Cranes were reintroduced to Britain in the late 1970s, and now they’ve had their best year for 400 years.


History, Archaeology, Anthropology

A fossil of a large pterosaur has been found on the Isle of Skye.

Recent research is suggesting that the meteor which killed off the dinosaurs fell to Earth in the Spring.

Palaeontologists are coming to the conclusion that the extinction of the Neanderthals was not caused by the brutal domination of Homo sapiens.

Remains of woolly mammoth, and some other Ice Age remains have been found in Devon.

Some important prehistoric chalk sculptures, thought to be childhood artefacts, have been uncovered in Yorkshire.

Trousers are one of those wonders of civilisation in that their construction is not overtly simple or logical. So it’s astonishing that the oldest known “pants” seem to have originated in Asia, and a pair is survived around 3000 years. And the weaving is absolutely amazing.

Back at home, Museum of London archaeologists have found an 8m Roman mosaic floor in Southwark, just south of the Thames.

Here’s our favourite Medieval Historian on the power and influence of women in medieval times. [LONG READ]

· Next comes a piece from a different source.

PR #52, opened 2017-06-26
Graph refresh: links between entities

cben:
Followup to #30, implements most entity links in get_*_graph.

Now kubernetes graph refresh passes full refresher tests!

Still with the medieval, researchers have found what appears to be the earliest known account of ball lightning in England, dating from 1195.


London

Just one London item this month … the Museum of London will close this December for 4 years, while it moves to its new home in the old Smithfield Market.


Lifestyle, Personal Development, Beliefs

And finally in this issue … British Naturism has, again, pointed out that it is not illegal to go naked in your back garden, and that it is not a matter for the police.


Christmas Amusement Answers

Back on Christmas Day I posted a link to the 2021-22 King William’s College General Knowledge Paper.

The Guardian have today published the official answers at https://www.theguardian.com/games/2022/feb/27/the-king-williams-college-quiz-2021-the-answers.

No I’ve no idea how well I did – except it’s guaranteed to be badly – as I consigned my answer sheet to the recycling a couple of weeks ago. Anyways round you probably did better!